Entries shown —
────────────────

PR #382, opened 2016-11-26
Allow command nodes to be separated by a configurable string

### LINKED ISSUE #304: Should Command Groups be separated by a user-defined character, rather than whitespace?

foxbot:
Resolves #304

### DIFF
--- a/src/Discord.Net.Commands/CommandService.cs
+++ b/src/Discord.Net.Commands/CommandService.cs
@@ -31,7 +31,6 @@ namespace Discord.Commands
             _moduleLock = new SemaphoreSlim(1, 1);
             _typedModuleDefs = new ConcurrentDictionary<Type, ModuleInfo>();
             _moduleDefs = new ConcurrentBag<ModuleInfo>();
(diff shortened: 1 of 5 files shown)


FiniteReality:
Did you change the command map? More specifically, `CommandMapNode.NextWhitespace` looks for spaces to build commands.

PR #386, opened 2016-11-27
Resolve #384: Add upward reference for submodules

### LINKED ISSUE #384: Upward reference for submodules
Right now ModuleInfo currently has a `Submodules` property that provides access to modules nested within other modules, but there is no way for a obtain the parent module from the submodule. This is an issue if trying to obtain the full hierarchy from a given CommandInfo. Additionally, with `CommandService.Modules` enumerating all modules, whether they're a top level module or not, there is no way to tell if a module is a submodule. 

A solution that I propose:
 * Provide a `Parent` property on ModuleInfo, referring to the parent module, left null for top-level modules.
* Limit `CommandService.Modules` to only top level modules.

james7132:
This currently has the proposed solution mentioned in #384.

### DIFF
--- a/src/Discord.Net.Commands/Builders/ModuleBuilder.cs
+++ b/src/Discord.Net.Commands/Builders/ModuleBuilder.cs
@@ -14,8 +14,7 @@ namespace Discord.Commands.Builders
         public CommandService Service { get; }
         public ModuleBuilder Parent { get; }
         public string Name { get; set; }
-        public string Summary { get; set; }
-        public string Remarks { get; set; }
+        public string Summary { get; set; } public string Remarks { get; set; }
 
         public IReadOnlyList<CommandBuilder> Commands => _commands;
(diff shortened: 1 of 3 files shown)


RogueException:
@FiniteReality you've been championing commands lately, mind taking a look at this?

FiniteReality:
Oh hey, I forgot about email replies. I'm fine with these changes; though I
think it would be nice if there were still a way to access all modules as
we do have the data internally. Maybe we should split it into
`CommandService.AllModules` and `CommandService.TopLevelModules`?

james7132:
It may be better and more succinct to revert CommandService.Modules to what it was before, and let devs apply the filter as needed.

FiniteReality:
Yeah, that would probably be the best approach. Other than that, LGTM

james7132:
Done. PTAL.

FiniteReality:
Nothing else needs to be done here, right? This looks ready to merge @RogueException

────────────────

Directions — An exact copy of the lines from the one with "It may be better" through the last line of the listing is the whole answer.

Written response —
It may be better and more succinct to revert CommandService.Modules to what it was before, and let devs apply the filter as needed.

FiniteReality:
Yeah, that would probably be the best approach. Other than that, LGTM

james7132:
Done. PTAL.

FiniteReality:
Nothing else needs to be done here, right? This looks ready to merge @RogueException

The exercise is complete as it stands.